Reputation: 859
I was writing a quick helper in Sinatra for redirect_to_next
, where I redirect to the path provided by session[:next]
if it exists, or a default.
In Sinatra, session
really provided by Rack, and by spec, it is said to provide a hash like interface for fetch
. I wrote the following error helper to explain my problem.
error 401 do
session[:next] = request.path
puts "get #{session[:next]}"
puts "fetch #{session.fetch(:next, '/')}"
redirect "/login"
end
When I attempt to access /settings when not logged in, I halt 401
which runs the above code. This is what it prints to my terminal:
get /settings
fetch /
:next
exists as a key, so why is it giving me the default as if it does not?
Update
This minimal example shows the same behavior.
require 'sinatra'
set :sessions, true
get '/' do
session[:testing] = "hello"
puts "get #{session[:testing]}"
puts "fetch #{session.fetch(:testing, 'goodbye')}"
end
Logs
[2012-04-29 14:11:51] INFO WEBrick::HTTPServer#start: pid=1954 port=9292
get hello
fetch goodbye
10.0.2.2 - - [29/Apr/2012 14:11:54] "GET / HTTP/1.1" 200 - 0.0485
Software
Upvotes: 2
Views: 347
Reputation: 79783
The session hash isn’t a normal Ruby Hash
, it’s a Rack::Session::Abstract::SessionHash
. SessionHash
actually inherits from Hash
, but it overrides the []=
and []
methods, calling to_s
on any keys before storing and retrieving them.
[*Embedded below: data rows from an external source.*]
PR #839, opened 2026-07-01
feat(challenges): adaptive race-chart bucketing with coarse-bucket override

fiddur:
Follow-up to the challenge race chart: a fixed daily bucket meant you couldn't follow **intraday** progress on a short challenge (one point per day), which also caused the "renderable a few hours in" issue.

## What changed
- **`spec.bucket_size` gains `auto` (new default).** The race chart bucket adapts to the window:

  | Window | Bucket |
  |---|---|
  | ≤ 1 day | 5-minute |
  | ≤ 3 days | 15-minute |
  | ≤ 14 days | 1-hour |
  | ≤ 120 days | daily |
  | longer | weekly |

- **Creator override:** a new **Chart detail** selector in the create form lets the creator fix a coarser bucket (**Daily / Weekly / Monthly**) for very long challenges. Only coarse options are offered, so an override can't blow up payloads.
- **Scoring is untouched** — the cumulative total is bucket-size-independent; the bucket only controls chart granularity.
- The resolved size derives **purely from the window**, so every instance computes the same value. It's exposed to viewers as `effective_bucket_size` on the public challenge and drives the client's bucket-end plotting (which now handles `5m/15m/1h`).

## Where it lives
`effectiveBucketSize()` in `challenge-spec.ts`, applied in `resolveMemberSeries` — shared by both the host standings aggregation and the member's own `challenge-data` endpoint — so all members bucket identically without extra coordination.

## Testing
- `pnpm check` — green (0 errors).
- Backend: `challenge-spec.test.ts` (ladder + override + sub-day window) + `chart-data.test.ts` — 31 pass.
- Web: `src/pages/Challenges` — 11 pass (incl. sub-day `bucketEnd`).
- api-spec regenerated (OpenAPI + Kotlin) via `pnpm generate`.

Docs: `docs/features/challenges.md` updated with the granularity behavior.


packages/api-spec/src/schemas/challenges.ts
```diff
@@ -174,6 +197,9 @@ export type RegisterChallengeMemberBody = z.infer<typeof registerChallengeMember
 
 export const publicChallengeSchema = z
   .object({
+    effective_bucket_size: challengeEffectiveBucketSizeSchema.meta({
```
fiddur: Non-blocking: `effective_bucket_size` is added as a **required** field of `publicChallengeSchema`, which joining instances also parse via `fetchChallengeSpec` → `publicChallengeResponseSchema.safeParse`. A new-code joiner fetching a challenge from a host that hasn't deployed this yet will fail the parse and be unable to join — even though the joiner's backend never reads this field (only the frontend rendering does). Marking it `.optional()` (with the render path falling back to a default effective size) would keep cross-version federation working at no cost, matching how `challengeDataResponseSchema` already makes its added fields optional. Given federation is nascent and effectively single-instance today the practical impact is small, so flagging rather than blocking.

fiddur (commented):
✅ Approved

Clean, well-scoped feature. The `auto`→concrete bucket resolution is derived purely from the window, so it stays consistent across every layer: the backend `effectiveBucketSize` resolver feeds both `resolveMemberSeries` (local + the federated `/challenge-data` endpoint) and the `effective_bucket_size` exposed on the public challenge, and the frontend `bucketEnd` advances by the same effective size it receives back — so members' series grids align. All effective sizes (`5m`/`15m`/`1h`/`1d`/`1w`/`1M`) are supported by `getChartData`/`buildBucketExpr`, `VARCHAR(4)` still fits every stored *choice* (`auto`/`1d`/`1w`/`1M`; effective sizes are never stored), and existing challenges keep their stored `1d` (treated as a fixed choice, not `auto`) so no cache/behavior drift on deploy. Federation stays consistent because the joiner copies the `bucket_size` *choice* + window into its participation and resolves independently. I verified locally: `@aurboda/api-spec` builds, backend + web typecheck clean (0 errors), and the new `challenge-spec.test.ts` (3) and `PublicChallenge.test.ts` (6) tests pass. Docs are updated to match. One non-blocking federation note inline; nothing blocking.

packages/api-spec/src/schemas/challenges.ts
fiddur: Fixed in 265f73b — `effective_bucket_size` is now `.optional()`, and the frontend render falls back to daily when absent. A newer joiner can now parse a spec from an older host that omits the field. Thanks for catching the cross-version federation risk.

fiddur (commented):
✅ Approved

Solid, well-scoped change. The adaptive bucketing is threaded consistently end-to-end:

- `effectiveBucketSize` resolves `'auto'` to a concrete size from the window only, and every consumer (public-shares-router for `effective_bucket_size`, and `resolveMemberSeries` via the challenge-data endpoint for each member's buckets) uses the *same* algorithm over the *same* challenge window, so a version-matched fleet stays aligned as claimed.
- The resolved sizes (`5m`/`15m`/`1h`/`1d`/`1w`) are all supported downstream by `buildBucketExpr`/`getChartData` (`date_bin` for sub-hour, `date_trunc` for hour and above), so no unsupported bucket size can reach SQL.
- `bucketEnd`'s `switch` covers every `ChallengeEffectiveBucketSize` value, and the frontend guards a missing `effective_bucket_size` with `?? '1d'` for cross-version hosts. Scoring is unaffected (cumulative total is bucket-size-independent).
- Schema/type layering is clean: `ChallengeBucketSizeChoice` (creator input incl. `auto`) vs `ChallengeEffectiveBucketSize` (rendered), `effective_bucket_size` kept `.optional()` for federation compat, `VARCHAR(4)` still fits `'auto'`, and MCP/REST parity is preserved (`toSpecFields` now takes the full `ChallengeSpec`). Docs thresholds match the code and unit tests match the implementation.

Non-blocking notes:
- I couldn't run the test suites (workspace `node_modules` isn't installed in the review env), so I verified the new tests by tracing them against the implementation rather than executing them — CI should confirm.
- The `?? '1d'` fallback in `PublicChallenge.tsx` will slightly misplace segment ends for an old cross-version host whose fixed `spec.bucket_size` was `1w`/`1M` (it advances by a day instead). Since `challenge.spec.bucket_size` is available on the object, `spec.bucket_size !== 'auto' ? spec.bucket_size : '1d'` would be a more faithful fallback. Purely cosmetic on a rare path (same-version responses always include `effective_bucket_size`), so not blocking.
- Generated api-spec artifacts (YAML/Kotlin/TS) aren't tracked in git, so the schema change needs no committed regen here — just make sure the build step ran.

fiddur (commented):
✅ Approved

Clean, well-scoped change that adds an `auto` chart-bucket mode (adapting granularity to the challenge window) with a fixed-size creator override, plus the resolved `effective_bucket_size` exposed to viewers.

**Verified locally:** api-spec builds, backend + web type-check with 0 errors, and both new test suites pass (`challenge-spec.test.ts` 3/3, `PublicChallenge.test.ts` 6/6). I confirmed the design holds end-to-end:

- Every effective size (`5m`/`15m`/`1h`/`1d`/`1w`/`1M`) is handled by all three consumers — the SQL path (`buildBucketExpr` via `date_bin`/`date_trunc`), the HR-zone JS path (`utcBucketStart`), and the frontend (`bucketEnd`) — so no bucket size can slip through unhandled.
- Federation stays deterministic: host-local and remote members both compute via `resolveMemberSeries` → `effectiveBucketSize` from the same stored `bucket_size` + window, so members' series remain aligned without extra coordination, matching the doc claim.
- `VARCHAR(4)` accommodates `'auto'`, there's no CHECK constraint or row-mapper guard to reject it, and the DB `DEFAULT` change is cosmetic (the API always supplies the value). Existing tests set `bucket_size` explicitly, so they're unaffected by the default flip.
- Making `effective_bucket_size` optional in `publicChallengeSchema` correctly preserves cross-version joins (an older host omitting the field still parses).

Two minor, non-blocking notes (no action required):

1. `PublicChallenge.tsx`'s `challenge.effective_bucket_size ?? '1d'` fallback is essentially defensive/dead in practice, since the public-challenge payload is served by the same-version backend that always sets the field. If you ever want the cross-version fallback to be more accurate, `challenge.spec.bucket_size` (present, and concrete on pre-`auto` hosts) would be a closer proxy than the hardcoded `'1d'`.
2. Terminology: the docs describe fixed sizes as a "coarse-bucket override," but for a very long challenge `auto` already caps at `1w`, so choosing `1d` explicitly actually yields *finer* buckets than `auto`. The override is really "use a fixed size as-is" rather than strictly coarser — a wording nit, not a behavior issue.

Extending your update example:
require 'sinatra'
set :sessions, true
get '/' do
session[:testing] = "hello"
puts "get #{session[:testing]}"
puts "fetch #{session.fetch(:testing, 'goodbye')}"
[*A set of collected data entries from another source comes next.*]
PR #846, opened 2026-07-02
feat(feed): AS2 Create{Exercise} object model (#831)

fiddur:
## Summary

Slice 2 of the federated activity feed ([#831](https://github.com/fiddur/aurboda/issues/831)) — the **ActivityPub payload builder** the upcoming Fedify delivery layer will send. Builds on the merged persistence/share/series foundation (#838).

`buildCreateExercise` is a **pure, deterministic serializer**: given a post's visibility, its activity's window/type/title, the resolved shared scalar metrics, and the absolute actor/post/series URLs, it produces a `Create` activity whose object is dual-typed `["Note", "aurboda:Exercise"]` — `Note` first so Mastodon renders `name`/`content`/`url` as a status, with structured `aurboda:` extension fields (`activityType`, `startTime`/`endTime`, `durationSeconds`, `metrics`, `series`) for Aurboda↔Aurboda consumers ("progressive enhancement").

## Privacy stays consistent with slice 1
- Only the **shared scalars** appear in `content` and `aurboda:metrics`.
- Only explicitly-shared **`seriesMetrics`** produce `aurboda:series` links, scoped to the activity window and pointing at the public `/series` endpoint (whose data-driven scoping is the actual boundary).
- Visibility maps to AS2 `to`/`cc` addressing (public / unlisted / followers).

## Why pure / why now
The serializer is DI-free — actor/post/series URLs and the `aurboda:` namespace IRI are **parameters** — so it has no dependency on the (upcoming) Fedify actor/WebFinger/HTTP-signatures/delivery infrastructure, and it's fully unit-testable. It's the payload the delivery layer will emit; landing it separately keeps that next PR focused on the framework wiring.

## Testing
13 unit tests: `to`/`cc` addressing per visibility, Note-first dual type + canonical ids, `@context` prefix, scalar flattening into `content`, `aurboda:metrics` projection, series scoping (incl. none-shared and open-ended activity), duration computation, and HTML escaping. Backend `tsgo`/oxlint clean.

## Next slices (per issue)
Fedify-based **actor + WebFinger + HTTP signatures + inbox/outbox + delivery queue** (+ the served `/ns/activitystreams` context document and `FEDERATION.md`) — this is where the actor-URL/nginx routing decision lands; then map/chart image rendering, the web Share UI, and the README entry.

### DIFF
--- a/apps/backend/src/services/activitypub/object.ts
+++ b/apps/backend/src/services/activitypub/object.ts
@@ -1,0 +1,182 @@
+/**
+ * AS2 object model for a shared activity.
+ *
+ * Serializes a feed post into a `Create` activity whose `object` is a dual-typed
+ * `["Note", "aurboda:Exercise"]`: `Note` first so plain fediverse clients
+ * (Mastodon) render `name`/`content`/`url` as a status, plus structured
+ * `aurboda:` extension fields that an Aurboda↔Aurboda consumer reads
+ * ("progressive enhancement").
+ *
+ * This module is a pure function of its inputs — the caller resolves the shared
+ * scalar values and passes in the absolute URLs — so it is fully unit-testable
+ * and carries no dependency on the (upcoming) Fedify actor/delivery layer. Only
+ * the metrics the user actually shared are ever emitted: unshared scalars are
+ * absent from `content` and `aurboda:metrics`, and only `seriesMetrics` produce
+ * `aurboda:series` links (which resolve against the public `/series` endpoint).
+ */
+
+import type { FeedVisibility } from '@aurboda/api-spec'
+
+/** The AS2 magic collection every public object is addressed to. */
+export const AS_PUBLIC = 'https://www.w3.org/ns/activitystreams#Public'
+
+/** A resolved scalar summary for one shared metric. */
+export interface ScalarMetric {
+  /** Machine key, e.g. `heart_rate_avg`, `distance`, `hr_zone_minutes`. */
+  key: string
+  /** Scalar value, or a small keyed record (e.g. HR-zone minutes `{ z2: 22 }`). */
+  value: number | Record<string, number>
+  /** Optional unit for the scalar form (e.g. `bpm`, `km`). */
+  unit?: string
+  /** Optional human label for the fallback text; defaults to a prettified key. */
+  label?: string
+}
+
+export interface BuildCreateInput {
+  /** Canonical absolute URL of the post (the `Create` activity `id`). */
+  postId: string
+  /** Absolute actor URL (e.g. `https://host/u/fredrik`). */
+  actorUrl: string
+  /** The `aurboda:` term prefix IRI, ending in `#` (e.g. `https://host/ns/activitystreams#`). */
+  aurbodaNs: string
+  /** Base URL of the public series endpoint (e.g. `https://host/api/public/fredrik/series`). */
+  seriesEndpointBase: string
+  visibility: FeedVisibility
+  activityType: string
+  /** Activity start (ISO 8601); also the `published` time. */
+  startTime: string
+  /** Activity end (ISO 8601); required for duration and series links. */
+  endTime?: string
+  title?: string
+  /** Resolved scalar summaries for the shared `included_metrics`. */
+  scalars: ScalarMetric[]
+  /** Metric keys whose series were explicitly shared (drive `aurboda:series`). */
+  seriesMetrics: string[]
+  /** Bucket granularity for the series links (defaults to `5s`). */
+  seriesBucket?: string
+}
+
+export interface AS2Create {
+  '@context': [string, Record<string, string>]
+  id: string
+  type: 'Create'
+  actor: string
+  published: string
+  to: string[]
+  cc: string[]
+  object: Record<string, unknown>
+}
+
+const escapeHtml = (s: string): string =>
+  s.replaceAll('&', '&amp;').replaceAll('<', '&lt;').replaceAll('>', '&gt;').replaceAll('"', '&quot;')
+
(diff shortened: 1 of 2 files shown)


apps/backend/src/services/activitypub/object.ts
```diff
@@ -0,0 +1,182 @@
...
+      return { cc: [AS_PUBLIC], to: [followersUrl] }
+    case 'followers':
+      return { cc: [], to: [followersUrl] }
+  }
+}
+
+/** Build the `aurboda:series` link objects for the shared series metrics. */
+const seriesLinks = (input: BuildCreateInput): Record<string, string>[] => {
+  const { endTime, seriesMetrics } = input
+  if (!endTime || seriesMetrics.length === 0) return []
```
fiddur: `seriesLinks` emits `aurboda:series` links for every visibility, but the public `/series` endpoint only serves `public`/`unlisted` posts: `findCoveringSharedSeriesWindow` filters `f.visibility IN ('public', 'unlisted')` and `feedVisibilitySchema`'s docs say *"followers posts have no public series"*. So a `followers`-only post that shared series metrics gets links that resolve to nothing.

`visibility` is already available on `input` here — consider gating (e.g. `if (input.visibility === 'followers' || !endTime || seriesMetrics.length === 0) return []`) so the AS2 object matches the documented privacy boundary, and add a test for the `followers` + `seriesMetrics` case. (If the caller is meant to enforce this instead, a comment noting that would suffice.)

fiddur (commented):
🛑 Changes required

Clean, well-documented pure module with good unit coverage (addressing, dual-type object, HTML escaping, duration, series scoping, name fallback). I traced every assertion in `object.test.ts` by hand and they all hold; couldn't run the suite locally since backend `node_modules` isn't installed, but the logic checks out.

One correctness issue worth resolving before merge: `seriesLinks` emits `aurboda:series` links for **any** visibility, but the public `/series` endpoint is explicitly scoped to `public`/`unlisted` posts only. `findCoveringSharedSeriesWindow` filters `f.visibility IN ('public', 'unlisted')` and `feedVisibilitySchema`'s docs state *"followers posts have no public series"*. So a `followers`-only post that shared series metrics would carry `aurboda:series` links that resolve to nothing (the endpoint returns null → dead link). Since `visibility` is already an input here, gating series generation on it keeps the emitted object consistent with the documented privacy boundary — see the inline comment. There's also no test covering the `followers` + `seriesMetrics` combination.

Minor (non-blocking) design note: both `Create.published` and `object.published` are set to `startTime` (the workout start), not the share/creation time. For activities shared well after they happened, that timestamps the federated post in the past, which affects Mastodon timeline ordering. If that's intentional, no change needed; flagging in case it isn't.

apps/backend/src/services/activitypub/object.ts
fiddur: Fixed: seriesLinks now returns [] for followers-only posts, so the AS2 object never advertises series links the public /series endpoint would 404. Added a test for the followers + seriesMetrics case.

apps/backend/src/services/activitypub/object.ts
```diff
@@ -0,0 +1,189 @@
...
+  const series = seriesLinks(input)
+  if (series.length > 0) object['aurboda:series'] = series
+
+  return {
+    '@context': ['https://www.w3.org/ns/activitystreams', { aurboda: input.aurbodaNs }],
+    actor: input.actorUrl,
+    cc,
+    id: input.postId,
+    object,
+    published: input.startTime,
```
fiddur, line 185: Both the `Create` and its `object` (line 164) set `published` to `input.startTime` — the workout start, not the post-creation time. Remote servers order and render statuses by `published`, so a run shared hours after it happened will federate timestamped at the workout start and can land buried below newer posts in followers' timelines. The workout time is already preserved in `aurboda:startTime`, so consider passing a separate creation timestamp for `published` when delivery is wired. Non-blocking here since this is foundation-only, but flagging for the follow-up.

fiddur (commented):
✅ Approved

Clean, self-contained AS2 object model. It's a pure function of its inputs, thoroughly unit-tested, and follows the project's conventions (functional style, `services/` location, api-spec `FeedVisibility` type, snake_case keys, type-guard predicate instead of a cast). I verified the non-trivial computations against the tests independently: duration (2463s), `URLSearchParams` ordering/`%3A` encoding of the series href, the flattened `content` line, HTML escaping, and the derived `Running activity` name — all match. The Mastodon addressing (public/unlisted/followers → `to`/`cc`) and the "series only for non-followers with a bounded window" gating are correct and consistent with `feed.ts` / the public `/series` endpoint. Note that `content` is HTML-escaped (good — title and scalar values are user-controlled) while `name` is left as plain text, which is correct per AS2.

Two forward-looking notes for the delivery follow-up (non-blocking for this foundation-only PR):

1. `published` timestamp semantics — see inline comment.
2. Object addressing — the wrapped `object` (`Note`/`aurboda:Exercise`) carries no `to`/`cc`; only the outer `Create` does. Mastodon derives a status's visibility partly from the **object's** `to`/`cc`, so when the Fedify delivery layer is added it will likely need to mirror the computed addressing onto the object as well (or a public post could be ingested as limited/direct). Worth confirming when wiring delivery.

puts "fetch with string #{session.fetch(:testing.to_s, 'goodbye')}"
end
gives this output:
get hello
fetch goodbye
fetch with string hello
When you use Hash#fetch
, passing a symbol, the method gets dispatched directly to the parent hash, without being converted to a string, and so the matching key isn’t found.
So, always use Strings as keys in your sessions and everything should work.